The first prominent ERP component that was observed in response to the target was a positive deflection that peaked at approximately 150 ms (P1). Previous research has suggested that the P1 originates from early extrastriate visual areas (Clark, Fan, & Hillyard,
1995; Di Russo, Martínez, Sereno, Pitzalis, & Hillyard,
2002). The C1 component—which is believed to originate in V1 (Clark et al.,
1995; Di Russo, Martínez, Sereno, Pitzalis, & Hillyard,
2002)—was not observed in our data. The scalp distribution of the P1 was confined to the occipital pole (
Figure 4B). To characterize the magnitude of the P1, signals from the six electrodes around the occipital pole (Oz, O1, O2, POz, PO3, and PO4) were averaged. We calculated the magnitude of the P1 as the average amplitude between 130 and 170 ms.
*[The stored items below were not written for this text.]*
PR #1346, opened 2020-09-18
1006 admin panel optional remember me

tcaiger:
### Changes:

- add remember me checkbox to login form
- add remember me field to redux
- conditionally persist user data based on remember me value

The same feature needs to be added to PSSS so once these changes are approved, a similar PR will be made for that.

---

### Screenshots:
Screen Shot 2020-09-18 at 2 18 09 PM


rohan-bes (approved):
Looks really clean 😄 Nice one!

As with the fMRI experiment, a repeated measures ANOVA showed no significant effect of orientation,
F(1, 12) = 0.995,
p = 0.338, or interaction between target orientation and flanker condition,
F(2, 24) = 0.354,
p = 0.705.
Figure 3C and
D shows the average waveforms and P1 amplitudes for each target orientation in each flanker conditions. Planned contrasts showed that, consistent with the fMRI experiment, the P1 amplitude was smaller for the same condition compared to orthogonal (
F[1, 12] = 5.607,
p = 0.036 for vertical target;
F[1,12] = 12.633,
p = 0.004 for horizontal target) and single conditions (
F[1, 12] = 11.911,
p = 0.005 for vertical target;
F[1, 12] = 23.160,
p < 0.001 for horizontal target). These results indicate that when the flanker orientation matches the target orientation, there is neural suppression at the initial processing of the target.